Y seguían cenando en silencio a la luz del quinqué.

La urraca y la rana

Andaba la urraca enterrando semillas por el bosque cuando escuchó como alguien roncaba debajo de una hoja. La levantó y allí estaba la rana. Se le hizo el pico agua, pero algo le llamó la atención: aquella rana brillaba; quedaría bien de adorno en su nido. Acercó su cabeza a su corazón sin rozarlo, escuchó su latido bombear en una especie de chasquido. No la despertó.
"Tengo que descubrir el misterio de su brillo”, pensó, y levantó el vuelo.
Al día siguiente,  la urraca volvió. La rana estaba en el lago y de un solo salto se puso en tierra y se escondió tras una roca.
— No me hagas daño —le dijo la rana—. Soy inofensiva. Me gusta nadar y tomar el sol.
— No te quiero hacer daño. Cuentan cosas falsas sobre mí y nadie quiere ser mi amiga. Busco una amiga como tú.
— Pues a mi me pareces bonita. Tu plumaje cambia de color con el sol. Es atrayente.
La urraca correspondió al piropo.
— Igual que tu brillo; es especial, diferente al de las demás ranas. Sube a mi cuerpo y te llevaré hasta el cielo. Ya me contarás tu secreto.
La rana no lo pensó, dió un salto y se subió a la urraca.
— Haremos añicos tu mala fama, dijo la rana confiada y feliz.
La urraca chachareó algo para sus adentros.
Aquella noche, desde el fondo del bosque, se pudo ver un brillo con forma de rana extinguirse poco a poco en el nido de aquel pájaro.

Mustio

En enero de mil novecientos diecisiete, Doña María, enferma de tuberculosis y viendo cercana su muerte, decidió casar a su sobrina Conchita, de diecinueve años, huerfana de padre y madre, con su hermano Antonio, viudo con un hijo y veinte años mayor que aquella.

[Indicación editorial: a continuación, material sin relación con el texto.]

PR #1844, opened 2018-08-13
Update Microsoft.Azure.EventHubs to 2.1.0

### LINKED ISSUE #1710: Update Event Hub extension to use Microsoft.Azure.EventHubs 2.0.0
There is a new major version of `Microsoft.Azure.EventHubs` (2.x) that has breaking changes. Customers that are trying to use the newest version of this library will need a corresponding extension that they can install.

pragnagopa:
Also updated WindowsAzure.Storage to v9.3.1
Fixes #1710


fabiocav:
🎉

PR #1850, opened 2018-08-21
Throw exception without losing stack trace

michaeltg17:
When using a FunctionInvocationFilterAttribute, exceptions are not keeping their stack trace due to this "thow exception".


mathewc:
Merged https://github.com/Azure/azure-webjobs-sdk/commit/da4c069c0e0eddcbaf6ef8a64f5986c6d786cc0a

PR #1863, opened 2018-08-29
Signing dev (v3.x) branch builds

mhoeger:


test/Microsoft.Azure.WebJobs.Host.UnitTests/Executors/DefaultHostIdProviderTests.cs
```diff
@@ -31,7 +31,7 @@ public async Task GetHostIdAsync_ReturnsExpectedResult()
             // computed should remain static. If this test is failing
             // it likely means we've changed the ID computation algorithm
             // which would be a BREAKING CHANGE
-            string expected = "43f86080ae3050da38a314521eb5f1c2";
+            string expected = "89810a97b95cb5c71e5b7915bb172e5d";
```
mhoeger: We are changing the expected value because the assembly name has changed with strong name signing.

PR #2526, opened 2020-06-24
Implementing drainmode for function host

soninaren:
When the host is put in drain mode, It should:
- Stop watching / listening for new traffic. 
- Call cancel on the cancellation token passed as a parameter to the function invocation

The idea behind implementing this mode is that Antares would put the host in drain mode. Wait a certain amount of time for the existing / pending invocations to complete. Finally perform a scale-in operation.

Currently scale in operation happens arbitrarily causing the existing function host to lose in-flight and pending invocations.

**Pending tests**


soninaren:
closes #2527

src/Microsoft.Azure.WebJobs.Host/Hosting/DrainModeManager.cs
```diff
@@ -0,0 +1,56 @@
...
+using System.Threading.Tasks;
+
+namespace Microsoft.Azure.WebJobs.Host
+{
+    internal class DrainModeManager : IDrainModeManager
+    {
+        private readonly ILoggerFactory _loggerFactory;
+        private readonly ILogger _logger;
+
+        public DrainModeManager(ILoggerFactory loggerFactory = null)
```
brettsam: Use an `ILoggerFactory<DrainModeManager>` here.

src/Microsoft.Azure.WebJobs.Host/Listeners/FunctionListener.cs
```diff
@@ -138,7 +138,11 @@ public async Task StopAsync(CancellationToken cancellationToken)
                 {
                     if (_started)
                     {
+                        _logger?.LogInformation($"Stopping the listener for function '{_descriptor.ShortName}'");
```
brettsam: Could you write out the type of the Listener here as well? That could be helpful for debugging.

src/Microsoft.Azure.WebJobs.Host/Loggers/Logger/Constants/LogCategories.cs
```diff
@@ -44,6 +44,11 @@ public static class LogCategories
         /// </summary>
         public const string Bindings = "Host.Bindings";
 
+        /// <summary>
+        /// The category for all logs written by the function host during drain mode operations.
+        /// </summary>
+        public const string Drain = "Host.Drain";
```
brettsam: You won't need this once you use `ILogger<DrainModeManager>`

src/Microsoft.Azure.WebJobs.Host/Listeners/FunctionListener.cs
```diff
@@ -138,7 +138,11 @@ public async Task StopAsync(CancellationToken cancellationToken)
...
+
                         await _listener.StopAsync(cancellationToken);
+
+                        _logger?.LogInformation($"Stopped the listener for function '{_descriptor.ShortName}'");
```
brettsam: use `_descriptor.LogName` here.

src/Microsoft.Azure.WebJobs.Host/Executors/FunctionExecutor.cs
```diff
@@ -236,6 +239,13 @@ internal static async Task HandleExceptionAsync(TimeoutAttribute timeout, Except
                 // Create a linked token source that will allow us to signal function cancellation
                 // (e.g. Based on TimeoutAttribute, etc.)                
                 CancellationTokenSource functionCancellationTokenSource = CancellationTokenSource.CreateLinkedTokenSource(cancellationToken);
+
+                if (_drainModeManager.DrainModeEnabled)
+                {
+                    functionCancellationTokenSource.Cancel();
+                    logger?.LogInformation($"Requesting cancellation for function invocation:{instance.Id}");
+                }
```
brettsam, line 257: So this will cancel any new functions before they're invoked. But what about functions that are currently running? Do we need to cancel those as well?

soninaren: For currently running executions the data role / dwas would wait longer that the function timeout period for that SKU before scaling in. This would give currently running functions enough time to finish execution. So we shouldn't need to cancel currently running functions.

Build.ps1
```diff
@@ -5,7 +5,8 @@
 )
 
 if ($isLocal){
-  $packageSuffix = "dev" + [datetime]::UtcNow.Ticks.ToString()
+  $dstring = Get-Date -Format "ddHHmmss"
+  $packageSuffix = "dev" + $dstring
```
brettsam: I'm assuming this is b/c it's hard to mentally parse the Ticks string? :-) 

Can you add `yyMM` to the front of this just to make it clearer exactly when it's from?

src/Microsoft.Azure.WebJobs.Host/Hosting/DrainModeManager.cs
```diff
@@ -0,0 +1,56 @@
...
+        {
+            _loggerFactory = loggerFactory;
+            _logger = _loggerFactory.CreateLogger<DrainModeManager>();
+        }
+
+        public bool DrainModeEnabled { get; private set; } = false;
```
brettsam: nit -- can you make this `IsDrainModeEnabled`?

src/Microsoft.Azure.WebJobs.Host/Hosting/IDrainModeManager.cs
```diff
@@ -0,0 +1,21 @@
...
+using System.Threading;
+using System.Threading.Tasks;
+
+namespace Microsoft.Azure.WebJobs.Host
+{
+    public interface IDrainModeManager
+    {
+        bool DrainModeEnabled { get; }
+
+        ICollection<IListener> Listeners { get; }
```
brettsam: Does Listeners need to be in the interface? I may have missed it -- but do we access this anywhere other than tests?

test/Microsoft.Azure.WebJobs.Host.EndToEndTests/AsyncChainEndToEndTests.cs
```diff
@@ -180,6 +186,8 @@ public async Task AsyncChainEndToEnd()
                     "}",
                 }.OrderBy(p => p).ToArray();
 
+
+
```
brettsam: nit -- extra newlines here...

brettsam (commented):
Looking good -- some nits and rename suggestions that I missed last time.

Build.ps1
soninaren: yes, Was hard to decipher a long number every time.

src/Microsoft.Azure.WebJobs.Host/Hosting/IDrainModeManager.cs
soninaren: Its only used in tests, have removed it from the interface

src/Microsoft.Azure.WebJobs.Host/Hosting/DrainModeManager.cs
soninaren: done

test/Microsoft.Azure.WebJobs.Host.EndToEndTests/AsyncChainEndToEndTests.cs
soninaren: done

soninaren:
@brettsam Have addressed the changes from the last iteration. Let me know if this is good to merge.

Build.ps1
fabiocav: :) shouldn't need to be human readable, with the update flow, this shouldn't be an issue.

src/Microsoft.Azure.WebJobs.Host/Executors/FunctionExecutor.cs
```diff
@@ -236,6 +239,13 @@ internal static async Task HandleExceptionAsync(TimeoutAttribute timeout, Except
                 // Create a linked token source that will allow us to signal function cancellation
                 // (e.g. Based on TimeoutAttribute, etc.)                
                 CancellationTokenSource functionCancellationTokenSource = CancellationTokenSource.CreateLinkedTokenSource(cancellationToken);
+
+                if (_drainModeManager.IsDrainModeEnabled)
```
fabiocav: `_drainModeManager` could be `null` here

src/Microsoft.Azure.WebJobs.Host/Executors/FunctionExecutor.cs
fabiocav: We can't rely on that infrastructure being present in standalone WebJobs scenarios. We need to ensure those are also signaled.

src/Microsoft.Azure.WebJobs.Host/Hosting/DrainModeManager.cs
fabiocav: Why do we need the factory? Can't you just use `ILogger<DrainModeManager>` here?

src/Microsoft.Azure.WebJobs.Host/Hosting/DrainModeManager.cs
```diff
@@ -0,0 +1,56 @@
...
+            {
+                IsDrainModeEnabled = true;
+                _logger.LogInformation($"DrainMode is set to {IsDrainModeEnabled}");
+
+                List<Task> tasks = new List<Task>();
+
+                _logger.LogInformation($"Calling StopAsync on the registered listeners");
+                foreach (IListener listener in Listeners)
+                {
+                    tasks.Add(listener.StopAsync(CancellationToken.None));
```
fabiocav: Why passing `CancellationToken.None`? The API should take a cancellation token and pass that into the calls to stop

src/Microsoft.Azure.WebJobs.Host/Hosting/DrainModeManager.cs
```diff
@@ -0,0 +1,56 @@
...
+        public async Task EnableDrainModeAsync()
+        {
+            if (!IsDrainModeEnabled)
+            {
+                IsDrainModeEnabled = true;
+                _logger.LogInformation($"DrainMode is set to {IsDrainModeEnabled}");
+
+                List<Task> tasks = new List<Task>();
+
+                _logger.LogInformation($"Calling StopAsync on the registered listeners");
```
fabiocav: This string and the one below don't need to use interpolation

src/Microsoft.Azure.WebJobs.Host/Listeners/FunctionListener.cs
```diff
@@ -138,7 +138,11 @@ public async Task StopAsync(CancellationToken cancellationToken)
                 {
                     if (_started)
                     {
+                        _logger?.LogInformation($"Stopping the listener {_listener.GetType().FullName} for function '{_descriptor.LogName}'");
```
fabiocav: Let's at least cache the type name here. These calls tend to have a measurable impact.

src/Microsoft.Azure.WebJobs.Host/Listeners/HostListenerFactory.cs
```diff
@@ -83,7 +86,9 @@ public async Task<IListener> CreateAsync(CancellationToken cancellationToken)
 
             _listenersCreatedCallback?.Invoke();
 
-            return new CompositeListener(listeners);
+            var compositeListener = new CompositeListener(listeners);
+            _drainModeManager.RegisterListener(compositeListener);
```
fabiocav: This could be `null`

src/Microsoft.Azure.WebJobs.Host/Listeners/FunctionListener.cs
```diff
@@ -140,11 +140,11 @@ public async Task StopAsync(CancellationToken cancellationToken)
                     {
                         string listenerName = _listener.GetType().FullName;
                         string functionName = _descriptor.LogName;
-                        _logger?.LogInformation($"Stopping the {listenerName} listener for function '{functionName}'");
+                        _logger?.LogInformation($"Stopping the listener:{listenerName} for function:{functionName}");
 
                         await _listener.StopAsync(cancellationToken);
 
-                        _logger?.LogInformation($"Stopped the {listenerName} listener for function '{functionName}'");
+                        _logger?.LogInformation($"Stopped the listener:{listenerName} for function:{functionName}");
```
brettsam: Two things with this log message:
1. Use structured logging instead of string interpolation. The SystemLogger will find `functionName` and use it in the correct column, for example.
2. Instead of a colon, wrap the listenerName and functionName in `' '` -- it makes it easier to see where the name begins and ends. 

so...
` _logger?.LogInformation("Stopped the listener '{listenerName}' for function '{functionName}'", listenerName, functionName);`

src/Microsoft.Azure.WebJobs.Host/Hosting/DrainModeManager.cs
```diff
@@ -85,5 +69,26 @@ public async Task EnableDrainModeAsync(CancellationToken cancellationToken)
...
         }
+
+        public void CancelFunctionInvocations()
+        {
+            foreach (var keyValuePair in _cancellationTokenSources)
+            {
+                string invocationId = keyValuePair.Key.ToString();
+                try
+                {
+                    _logger?.LogInformation($"Requesting cancellation for function invocation:{invocationId}");
```
brettsam: Same comments as the other logging one -- and call the key `functionInvocationId`

Build.ps1
fabiocav: This is flagged as resolved, but shouldn't be done within the scope of this changes. Please revert and we can discuss.

src/Microsoft.Azure.WebJobs.Host/Executors/FunctionExecutor.cs
```diff
@@ -236,6 +242,17 @@ internal static async Task HandleExceptionAsync(TimeoutAttribute timeout, Except
...
                 CancellationTokenSource functionCancellationTokenSource = CancellationTokenSource.CreateLinkedTokenSource(cancellationToken);
+
+                if (_drainModeManager?.IsDrainModeEnabled == true)
+                {
+                    functionCancellationTokenSource.Cancel();
+                    logger?.LogInformation($"Requesting cancellation for function invocation:{instance.Id}");
+                }
+                else
+                {
+                    _drainModeManager.RegisterTokenSource(instance.Id, functionCancellationTokenSource);
```
fabiocav: We still have a problem with the potential `null` exception here (if `null`, you'll fall into this block)

fabiocav: You might want to have a test with that to ensure this is covered.

src/Microsoft.Azure.WebJobs.Host/Executors/FunctionExecutor.cs
```diff
@@ -314,6 +331,7 @@ internal static async Task HandleExceptionAsync(TimeoutAttribute timeout, Except
                         exceptionInfo.Throw();
                     }
 
+                    _drainModeManager.UnRegisterTokenSource(instance.Id);
```
fabiocav: Potential `null` reference

src/Microsoft.Azure.WebJobs.Host/Hosting/DrainModeManager.cs
fabiocav: The comment was also marked as resolved but I don't see the change here. Can you please just update to use ILogger<T>

src/Microsoft.Azure.WebJobs.Host/Hosting/DrainModeManager.cs
```diff
@@ -0,0 +1,94 @@
...
+        {
+            _cancellationTokenSources.RemoveIfContainsKey(guid);
+        }
+
+        public async Task EnableDrainModeAsync(CancellationToken cancellationToken)
+        {
+            if (!IsDrainModeEnabled)
+            {
+                IsDrainModeEnabled = true;
+                _logger.LogInformation($"DrainMode is set to {IsDrainModeEnabled}");
```
fabiocav: Won't this always be true? We don't need the interpolation here. Changing the message to `Drain mode enabled.` is a better approach.

src/Microsoft.Azure.WebJobs.Host/Hosting/DrainModeManager.cs
```diff
@@ -0,0 +1,94 @@
...
+                    _logger?.LogInformation("Requesting cancellation for function invocation '{invocationId}'", invocationId);
+                    keyValuePair.Value.Cancel();
+                }
+                catch (ObjectDisposedException)
+                {
+                    _logger?.LogInformation("Cancellation token for function invocation '{invocationId}' already disposed. No action required", invocationId);
+                }
+                catch (Exception e)
+                {
+                    _logger?.LogInformation("Exception occured when attempting to request cancellation for function invocation '{invocationId}', '{e.GetType().Name}:{e.Message}'", invocationId, e.GetType().Name, e.Message);
```
fabiocav: Why not log error and pass the exception here?

test/Microsoft.Azure.WebJobs.Host.EndToEndTests/AsyncChainEndToEndTests.cs
```diff
@@ -98,7 +98,7 @@ public async Task AsyncChainEndToEnd()
             using (_functionCompletedEvent = new ManualResetEvent(initialState: false))
             {
                 TestLoggerProvider loggerProvider = await AsyncChainEndToEndInternal(_hostBuilder);
-
+
```
fabiocav: nit: empty space

src/Microsoft.Azure.WebJobs.Host/Hosting/DrainModeManager.cs
soninaren: I remember making that change. I am not sure where i missed the commit. Will make the change again.

src/Microsoft.Azure.WebJobs.Host/Hosting/DrainModeManager.cs
soninaren: pass the exception where, Do you mean throw the exception?

fabiocav: Pass into the LogError call.

Build.ps1
soninaren: This is now reverted

src/Microsoft.Azure.WebJobs.Host/Hosting/DrainModeManager.cs
soninaren: Ok. this is now done in the new commit.
https://github.com/Azure/azure-webjobs-sdk/pull/2526/files#diff-ca6075feb78589c3cff858c1176209c0R18-R27

src/Microsoft.Azure.WebJobs.Host/Executors/FunctionExecutor.cs
soninaren: using null-conditional-operators now

src/Microsoft.Azure.WebJobs.Host/Executors/FunctionExecutor.cs
soninaren: Have added a test. Found an issue as a result and have fixed it.

src/Microsoft.Azure.WebJobs.Host/Hosting/DrainModeManager.cs
```diff
@@ -0,0 +1,92 @@
...
+        {
+            _cancellationTokenSources.RemoveIfContainsKey(guid);
+        }
+
+        public async Task EnableDrainModeAsync(CancellationToken cancellationToken)
+        {
+            if (!IsDrainModeEnabled)
+            {
+                IsDrainModeEnabled = true;
+                _logger.LogInformation($"DrainMode mode enabled");
```
fabiocav: nit: interpolation no longer required.

fabiocav (approved):
Small nit comment, if you're rebasing, might be good to just address that, but no need to block.

src/Microsoft.Azure.WebJobs.Host/Hosting/DrainModeManager.cs
soninaren: fixed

Una vez celebrado el matrimonio y en la misma noche de bodas Don Antonio le dejó claro a Conchita por la vía de los hechos que no podía consumar. Para Conchita fue un verdadero alivio. Aunque pronto comprobó,  para su desgracia, que su tío no estaba en condiciones de ofrecerle casi nada, porque ni tan siquiera tenía sesera para llevar la abacería. Tenía que hacer algo o acabarían siendo pobres. Así que le sugirió sutilmente a su marido que dejara en sus manos el negocio.

Don Antonio le dijo que ni hablar, que no iba a consentir que su mujer estuviera trabajando de cara al público, y un día se presentó en la abacería con su hijo Miguel para que fuera el encargado. También metió a una muchacha que vino del pueblo para atender a la clientela.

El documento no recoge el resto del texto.